There were reds under the beds
when we were growing up
and someone at school
always ridiculed my name
the name of the woman spy
frozen in a cold war movie.
It has been a hard name to carry
a hard name to explain
but sometimes it starred in a ballet
and took the impossible leap
or came up in Dostoevsky
only to fall in quiet despair
softly at our feet.
I lived with it then
I live with it now.
It keeps its hard edge
in the language my parents
never quite mastered.



Now that my parents are gone
the voice inside
has changed to something
less disturbing
but I am still the strange chameleon
caught in different lights.
In childhood
I believe I was their colour and their light
before I took on different shades
to match an outside world
where they were only shadows
of the people they had been.
I never saw their real colours
I only asked myself
why they were so washed out.
Now that they are gone
I see them differently.
I see them young.
I see them in the people who have come
with other children.
Despite the camouflage
I spot chameleons in my class
the shades of shyness
the flash of angry reds
the old confusion about
the shape of us.
Now that my parents are gone
I tell myself the stories
that I hardly listened to
in a time of growing up
when I was
only half at home.



We took their damage and ran with it
or tried to run away from it
but still
we carried it into adulthood
the tarnished trophy given to the also rans.

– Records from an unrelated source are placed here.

PR #10837, opened 2022-10-14
Ruby: Add more frameworks to the list of supported frameworks

calumgrant:
I've added the suggested frameworks to this list, however these frameworks have *partial* support so it's not clear to me which if any of these should be added. Putting this PR up here for discussion, and I don't feel too strongly about whether this should be included in the GA release.

### DIFF
--- a/docs/codeql/support/reusables/frameworks.rst
+++ b/docs/codeql/support/reusables/frameworks.rst
@@ -271,5 +271,5 @@ and the CodeQL library pack ``codeql/ruby-all`` (`changelog <https://github.com/
    rest-client, HTTP client
    Ruby on Rails, Web framework
    rubyzip, Compression library
-   typohoeus, HTTP client
+   typhoeus, HTTP client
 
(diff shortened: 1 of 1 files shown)


aibaars:
Looks good to me, @nickrolfe is there anything missing from the list?

docs/codeql/support/reusables/frameworks.rst
```diff
@@ -260,4 +260,16 @@ and the CodeQL library pack ``codeql/ruby-all`` (`changelog <https://github.com/
...
+   http_client, HTTP client
+   httparty, HTTP client
+   libxml-ruby, XML processing library
+   nokogiri, XML processing library
+   open-uri, HTTP client
+   posix-spawn, Utility library
+   rest-client, HTTP client
    Ruby on Rails, Web framework
+   rubyzip, Compression library
+   typohoeus, HTTP client
```
nickrolfe, line 274:
```suggestion
   typhoeus, HTTP client
```

nickrolfe (commented):
We also model [Net::HTTP](https://ruby-doc.org/stdlib-3.1.0/libdoc/net/http/rdoc/Net/HTTP.html), the HTTP client in the Ruby standard library. Not sure if that warrants a separate entry.

aibaars (approved):

PR #10839, opened 2022-10-14
C++: Prepare `FlowSources.qll` for IR-based use-use dataflow

MathiasVP:
This PR repairs the `FlowSources.qll` library for IR-based use-use dataflow. In fact, this PR is mostly just a cleanup of the library. Prior to this PR, the library basically re-implemented the mapping from `FunctionInput`/`FunctionOutput` to `DataFlow` nodes. This PR deletes all this re-implemented logic and forwards it to the implementation in `ModelUtil`.


rdmarsh2 (approved):
I like how much simpler this gets

rdmarsh2:
Failing internal tests will be resolved when the destination branch is merged to `main`

PR #10841, opened 2022-10-14
C++: Prepare `cpp/command-line-injection` for IR-based use-use dataflow

MathiasVP:
NOTE: This PR also contains the commits from https://github.com/github/codeql/pull/10839. Only the very last commit is new.

----------------------------

This is one of the queries that gets significantly prettier after the dataflow change 🎉.


rdmarsh2 (approved):

rdmarsh2:
I like the code but the DCA run has a 1.76x slowdown - can you take a look at it when you're back?

rdmarsh2 (approved):

PR #10964, opened 2022-10-25
qlpacks: libraryPathDependencies -> dependencies

smowton:
This is an initial stab at just removing all references to the deprecated key. I note though that a bunch of these files are named `legacy-xyz` -- I don't know what these are doing or if they have a reason to use the deprecated key (compatibility with an old `codeql`?)

### DIFF
--- a/csharp/ql/integration-tests/qlpack.yml
+++ b/csharp/ql/integration-tests/qlpack.yml
@@ -1,2 +1,2 @@
-libraryPathDependencies:
-  - codeql-csharp
+dependencies:
+  codeql/csharp-all: '*'
--- a/go/ql/config/legacy-support/qlpack.yml
+++ b/go/ql/config/legacy-support/qlpack.yml
@@ -1,4 +1,4 @@
 name: legacy-libraries-go
 version: 0.0.0
-dependencies:
-  codeql/go-all: '*'
+# Note libraryPathDependencies is obsolete and should not be used in new qlpacks.
+libraryPathDependencies: codeql-go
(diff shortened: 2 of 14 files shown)


RasmusWL (approved):
awesome, thanks :muscle:

erik-krogh:
QL-for-QL fails to build because the version of the shared `typos` pack was bumped, but the version specified in `ql/ql/src/qlpack.yml` wasn't bumped.   
We should somehow ensure that those are kept in sync, but for now you can manually bump the version.

aeisenberg (commented):
Certainly all new packs and tests should be using the new syntax. 

I'm hesitant to change any of the `legacy-support` packs (until I learn more about what they are). I would also like to retain at least one test for legacy syntax.

dbartol (changes requested):
Please revert all of the changes to the `legacy-support` packs as discussed in Slack.

Also, I'm assuming that the rest of these dependencies are all to packs in the same repo? If so, then all of the `'*'` version ranges should be replaced with `${workspace}`, which means "whatever version is currently in the same repo". It's not particularly important for query packs, but for library packs that we might eventually publish, it ensures that other consumers of that library pack actually get a compatible version of that dependency.

smowton:
Legacy packs reverted; left `*` alone for now since this is also in use all over the repo, so I'd suggest following up with a different PR rather than broaden this one's scope

dbartol (approved):
LGTM

aeisenberg (approved):
Nice.

PR #10967, opened 2022-10-25
Swift: Fix flow out of summarized callables

MathiasVP:
We had forgotten to generalize the code in a couple of places when we added flow through MaD summaries. This PR fixes these issues.

cc @atorralba this PR should make https://github.com/github/codeql/pull/10954 unnecessary.

### DIFF
--- a/swift/ql/lib/codeql/swift/dataflow/internal/DataFlowDispatch.qll
+++ b/swift/ql/lib/codeql/swift/dataflow/internal/DataFlowDispatch.qll
@@ -53,17 +53,19 @@ class ParamReturnKind extends ReturnKind, TParamReturnKind {
  * defined in library code.
  */
 class DataFlowCallable extends TDataFlowCallable {
-  CfgScope scope;
-
-  DataFlowCallable() { this = TDataFlowFunc(scope) }
+  /** Gets the location of this callable. */
+  Location getLocation() { none() } // overridden in subclasses
 
   /** Gets a textual representation of this callable. */
-  string toString() { result = scope.toString() }
+  string toString() { none() } // overridden in subclasses
 
-  /** Gets the location of this callable. */
-  Location getLocation() { result = scope.getLocation() }
+  CfgScope asSourceCallable() { this = TDataFlowFunc(result) }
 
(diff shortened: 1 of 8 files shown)


MathiasVP:
Hmmm... For some reason this messes up something with call contexts so that we now get flow in:
```swift
func source() -> String { return "" }
func sink(arg: URL) {}

func taintThroughURL() {
  let clean = "http://example.com/"
  let tainted = source()
  let urlClean = URL(string: clean)!
  let urlTainted = URL(string: tainted)! // <--- For some reason flow out of `init:` jumps to the line above.
  sink(arg: urlClean)
}
```
I'll mark this PR as a draft until I've investigated what's going on here.

MathiasVP:
> Hmmm... For some reason this messes up something with call contexts so that we now get flow in:
> 
> ```swift
> func source() -> String { return "" }
> func sink(arg: URL) {}
> 
> func taintThroughURL() {
>   let clean = "http://example.com/"
>   let tainted = source()
>   let urlClean = URL(string: clean)!
>   let urlTainted = URL(string: tainted)! // <--- For some reason flow out of `init:` jumps to the line above.
>   sink(arg: urlClean)
> }
> ```
> 
> I'll mark this PR as a draft until I've investigated what's going on here.

I've force-pushed the fix for this and everything appears to be working as it should now: We do get the right flow through `signum` now without any call-context conflation in other tests 🎉.

However, it looks like this fix uncovered an extractor issue (I've provided a backlink from that issue). The extractor issue means that we're losing the results from the [SQL injection query](https://github.com/github/codeql/pull/10967/commits/0b0771040ad56a944630e40f05269fb8245c8736#diff-a11068810d4b20e1b94401eb8a00cac96d93b99dc8313225669f67b29b6de6bcL17). I've verified that we get the results back when I change the test to work around the extractor bug (basically: replace all the `UnsafeFoo<...>` types with `String`).

I don't think the extractor bug should block this PR as @atorralba is waiting for this PR for https://github.com/github/codeql/pull/11027.

atorralba (approved):
Looks plausible to me! Thanks for getting this fixed.

PR #10969, opened 2022-10-25
CI: Add Internal CI Checks workflow

fossjunkie:
This PR adds a workflow that checks if the author of a PR is a member of CodeQL team and adds `ready-for-internal-ci` label to trigger internal CI checks automatically.


.github/workflows/internal-ci-checks.yml
```diff
@@ -0,0 +1,28 @@
...
+jobs:
+  set-label:
+    runs-on: ubuntu-latest
+    steps:
+      - name: Set a label to trigger internal CI checks
+        env:
+          GH_TOKEN: ${{ secrets.GITHUB_TOKEN }}
+        run: |
+          USERNAME="${{ github.event.pull_request.user.login }}"
+          LABEL="ready-for-internal-ci"
```
aibaars, line 17: It's unlikely that `pull_request.user.login` contains dangerous symbols like `"` and `$()` but better safe than sorry:
```suggestion
        env:
          GH_TOKEN: ${{ secrets.GITHUB_TOKEN }}
          USERNAME: ${{ github.event.pull_request.user.login }}
          PR_NUMBER: ${{ github.event.pull_request.number }}
          LABEL: "ready-for-internal-ci"
        run: |
```

.github/workflows/internal-ci-checks.yml
```diff
@@ -0,0 +1,28 @@
...
+          set +eo pipefail
+          echo "Checking if user $USERNAME is a member of the CodeQL team"
+          gh api -H "Accept: application/vnd.github+json" /orgs/github/teams/codeql/memberships/$USERNAME > /dev/null 2>&1
+          if [ "$?" == 0 ]; then
```
aibaars, line 21: We can drop `-H "Accept: application/vnd.github+json"` . It works fine without, I suppose the `gh api` command sets that by default. I'd recommend adding quotes around the URL argument even though the `USERNAME` variable is likely free of spaces and other unwanted symbols.

The API returns a bit of JSON like  `{"role":"member","state":"active","url":...}` . I think we should check the `state` property and accept only `state: "active"`. The state property can also have value `pending` and perhaps even more values. A `--jq`  flag of `gh api` is very handy.

```suggestion          
          if [ "$(gh api "/orgs/github/teams/codeql/memberships/$USERNAME" --jq .state)" == "active" ]; then
```

.github/workflows/internal-ci-checks.yml
```diff
@@ -0,0 +1,28 @@
...
+              echo "User $USERNAME is a member of the CodeQL team"
+              echo "Adding 'ready-for-internal-ci' label"
+              gh pr edit "${{ github.event.pull_request.number }}" --repo $GITHUB_REPOSITORY --add-label $LABEL
```
aibaars, line 24:
```suggestion
              echo "Adding '${LABEL}' label"
              gh pr edit "${PR_NUMBER}" --repo "$GITHUB_REPOSITORY" --add-label "$LABEL"
```

.github/workflows/internal-ci-checks.yml
```diff
@@ -0,0 +1,28 @@
...
+          else
+            echo "User $USERNAME is not a member of the CodeQL team"
+            echo "To trigger the internal CI, a maintainer needs to add the ready-for-internal-ci label"
```
aibaars, line 27:
```suggestion
            echo "To trigger the internal CI, a maintainer needs to add the '${LABEL}' label"
```

aibaars (commented):
Looks good overall, some suggested improvements.

.github/workflows/internal-ci-checks.yml
```diff
@@ -0,0 +1,28 @@
+name: Internal CI Checks
+# This workflows checks if the author of a PR is a member of the CodeQL team
+# and adds `ready-for-internal-ci` label to trigger the internal CI
+
+on:
+  pull_request_target:
+
```
aibaars, line 7: I recommend adding a permissions block to request only the permission that are needed for label posting.

fossjunkie: Thank you! Done: https://github.com/github/codeql/pull/10969/commits/e557e518f4f315ddcbc116967a2596e103238f33

.github/workflows/internal-ci-checks.yml
```diff
@@ -0,0 +1,31 @@
...
+permissions:
+  pull-requests: write
```
aibaars, line 9: I think we need `read:org` permissions for the team membership check.
```suggestion
  pull-requests: write
  org: read
```

aibaars: Although that permission is not mentioned in the Actions docs: https://docs.github.com/en/actions/using-jobs/assigning-permissions-to-jobs

.github/workflows/internal-ci-checks.yml
```diff
@@ -0,0 +1,28 @@
...
+      - name: Set a label to trigger internal CI checks
+        env:
+          GH_TOKEN: ${{ secrets.GITHUB_TOKEN }}
+          USERNAME: ${{ github.event.pull_request.user.login }}
+          PR_NUMBER: ${{ github.event.pull_request.number }}
+          LABEL: "ready-for-internal-ci"
+        run: |
+          set +eo pipefail
+          echo "Checking if user $USERNAME is a member of the CodeQL team"
+          if [ "$(gh api "/orgs/github/teams/codeql/memberships/$USERNAME" --jq .state)" == "active" ]; then
```
aibaars, line 21: I think `secrets.GITHUB_TOKEN` does not have permissions to query team membership information.

fossjunkie:
This workflow will be implemented in the internal repo.

PR #10975, opened 2022-10-25
C++: repair InconsistentLoopDirection

rdmarsh2:


MathiasVP (approved):
LGTM!

Indeed, this change makes a lot of sense. IR dataflow steps are "smaller" than AST dataflow steps, so we're less likely to get from one `ExprNode` to another in a single step.

MathiasVP:
Oops. It looks like the file needs to be autoformatted. Feel free to self-merge after doing the formatting.

MathiasVP (approved):

PR #10983, opened 2022-10-26
Swift: move libraries from `tools` to `third_party`

redsun82:
I did this as part of something I was trying out that ended up not really requiring this cleanup, but I guessed it still made sense.


jketema (approved):
LGTM and seems more consistent with what we do internally.

PR #10984, opened 2022-10-26
JS: Add Next.js parameters as source

tyage:
I added following params as remote flow sources, in addition to the params in getStaticProps function.

- context parameter `params` and `query` in getServerSideProps function
  - https://nextjs.org/docs/api-reference/data-fetching/get-server-side-props#context-parameter
- query property of Next.js router
  - https://nextjs.org/docs/routing/dynamic-routes


erik-krogh (commented):
Looks pretty good 👍  

But the `javascript/ql/test/query-tests/Security/CWE-079/DomBasedXss/XssWithAdditionalSources.ql` test is failing.   
You can use e.g. `codeql test run --learn <path-to-test>` to update the expected output of a test.

tyage:
Thanks!
I forgot to apply the test `XssWithAdditionalSources`.
I'll fix it soon.

erik-krogh (approved):
Thanks 👍

Issue #10937, opened 2022-10-21
Analysis of module-ified TypeScript compiler repo takes >6 hours, normally 6 minutes


jakebailey:
**Description of the issue**

The TypeScript repo uses the CodeQL action, with the default `javascript-queries` set. For TypeScript 5.0, we're going to be changing the codebase from namespaces to modules. However, in my testing of that new compiler, I noticed that the CodeQL workflow would always time out at 6 hours. See: https://github.com/microsoft/TypeScript/actions/runs/3229429756/jobs/5286722214

I ran CodeQL locally, and it looks like it gets stuck on these queries:

```
TaintedPath.ql                 : iteration 2 of Configuration#e7756e4f::appendStep#5#fffff etc
CommandInjection.ql            : iteration 26 of Configuration#e7756e4f::reachesReturn#4#ffff#reorder_3_0_1_2 etc
CodeInjection.ql               : iteration 26 of Configuration#e7756e4f::reachesReturn#4#ffff#reorder_3_0_1_2 etc
ImproperCodeSanitization.ql    : iteration 25 of Configuration#e7756e4f::reachesReturn#4#ffff#reorder_3_0_1_2 etc
UnsafeDynamicMethodAccess.ql   : iteration 20 of Configuration#e7756e4f::reachesReturn#4#ffff#reorder_3_0_1_2 etc
CleartextLogging.ql            : iteration 24 of Configuration#e7756e4f::reachesReturn#4#ffff#reorder_3_0_1_2 etc
RegExpInjection.ql             : iteration 26 of Configuration#e7756e4f::reachesReturn#4#ffff#reorder_3_0_1_2 etc
UnvalidatedDynamicMethodCall.ql: iteration 12 of Configuration#e7756e4f::appendStep#5#fffff etc
InsecureDownload.ql            : iteration 34 of Configuration#e7756e4f::reachesReturn#4#ffff#reorder_3_0_1_2 etc
PrototypePollutingAssignment.ql: iteration 21 of Configuration#e7756e4f::reachesReturn#4#ffff#reorder_3_0_1_2 etc
RequestForgery.ql              : iteration 26 of Configuration#e7756e4f::reachesReturn#4#ffff#reorder_3_0_1_2 etc
```

Letting these run to completion overnight took upwards of 9 hours on my beefy machine.

[...]

PR #10985, opened 2022-10-26
JS: Do not track returned values out of the enclosing function

asgerf:
`reachesReturn` would in some cases track the returned value out to call sites, which doesn't lead anywhere. It could also track into callees via return edges, but that's not useful either, since summaries take care of flow through callees.

This fixes a performance issue raised by https://github.com/github/codeql/issues/10937 (but it's possible there are more underlying issues to be fixed)

[Evaluation](https://github.com/github/codeql-dca-main/tree/data/asgerf/reaches-return-__default__code-scanning__1/reports) looks neutral


erik-krogh (approved):
👍

PR #10987, opened 2022-10-26
Swift: use `std::filesystem` and `picoSHA2`

redsun82:
This replaces usages of `llvm::fs` and string manipulation with `std::filesystem`, also replacing `std::string` with `std::filesystem::path` where it made sense.

Moreover MD5 hashing used in macOS file remapping was replaced by SHA256 hashing using a small header-only SHA256 C++ library with an MIT license, https://github.com/okdshin/PicoSHA2.

File contents hashing was relocated to the newly created `file` library for later planned reuse.

In order to review changes to `TargetFile.cpp` it's best to exclude e422a4eef9dda4917df1e658ecd31202d22287f5 from the diff view, so that actual changes are not hidden by the file move.


AlexDenisov (approved):
:shipit:

PR #10994, opened 2022-10-26
C++: repair the ReturnCstr query

rdmarsh2:


MathiasVP:
Note: This PR probably conflicts with https://github.com/github/codeql/pull/10995, but I think we should get your PR in first. Then we can fixup https://github.com/github/codeql/pull/10995 afterwards.

rdmarsh2:
There's still some internal test failures - should we handle those in this PR or handle them when we merge `replace-ast-with-ir-use-usedataflow` into main?

MathiasVP:
> There's still some internal test failures - should we handle those in this PR or handle them when we merge `replace-ast-with-ir-use-usedataflow` into main?

Feel free to ignore the test failures in the internal repo. I think we should fixup the test failures in `library-tests/dataflow/taint-tests/taint.ql` by changing the inline expectation comments, however.

cpp/ql/lib/semmle/code/cpp/ir/dataflow/internal/DataFlowUtil.qll
```diff
@@ -738,11 +738,19 @@ private predicate exprNodeShouldBeIndirectOperand(IndirectOperand node, Expr e,
   not convertedExprMustBeOperand(e)
 }
 
+private predicate exprNodeShouldBeIndirectOutNode(IndirectArgumentOutNode node, Expr e) {
+  exists(CallInstruction call |
```
MathiasVP, line 742: Thinking about this some more: Should this only hold when call targets a constructor?

rdmarsh2: I think that should be true already because `ConstructorCall` will always target a constructor, but I can add the constraint.

rdmarsh2:
> I think we should fixup the test failures in library-tests/dataflow/taint-tests/taint.ql by changing the inline expectation comments, however.

Missed these in testing... They look messier than I expected, like something is off about our source/sink/flow models?

cpp/ql/lib/semmle/code/cpp/ir/dataflow/internal/DataFlowUtil.qll
MathiasVP: I might just be blind, but where is the ConstructorCall constraint currently?

MathiasVP:
> Missed these in testing... They look messier than I expected, like something is off about our source/sink/flow models?

Yeah, we still have an [issue](https://github.com/github/codeql-c-team/issues/1257) for repairing the internal tests. I think it's pretty simple to fix by slightly changing the source and/or sink.

So I suggest that you just update the inline expectation comments so that the test pass, and then we'll leave fixing the tests to https://github.com/github/codeql-c-team/issues/1257. It might also be that some of the tests are failing because of https://github.com/github/codeql/pull/10994#discussion_r1006141865?

cpp/ql/lib/semmle/code/cpp/ir/dataflow/internal/DataFlowUtil.qll
rdmarsh2: It's in `ConstructorCall`'s charpred

rdmarsh2:
The root cause of the `taint.ql` failures was the missing constructor constraint.

PR #10995, opened 2022-10-26
C++: Fix `asExpr` and `asIndirectExpr` in IR dataflow

MathiasVP:
This PR contains my ongoing progress on fixing some of the issues I encountered with @jketema while we were trying to fixup the `cpp/non-constant-format` query in preparation for use-use dataflow.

When we were children it was a thing
staying in the house
it was a lodger in the built-on room
where the past was kept
silent but for the telling creaks
made by someone
walking on uneven floorboards.
Now I tread these polished floors
and the trophy sits among a hundred books
safely shelved
or so I like to think.
I take my pick of old biographies
that change with every telling
but I know that each remembering
is another scab to pick at.
Occasionally I listen
to the other stories of my generation
children of the damaged
gathered in the same circle
weaving the same wreath.
And every story that someone else is telling
makes ours a little easier
in the convivial moment over the glass of wine
in houses built of different memories
we nurse each other through the old pains.
And still the damage sits at every table
refusing to leave when the coffee is served.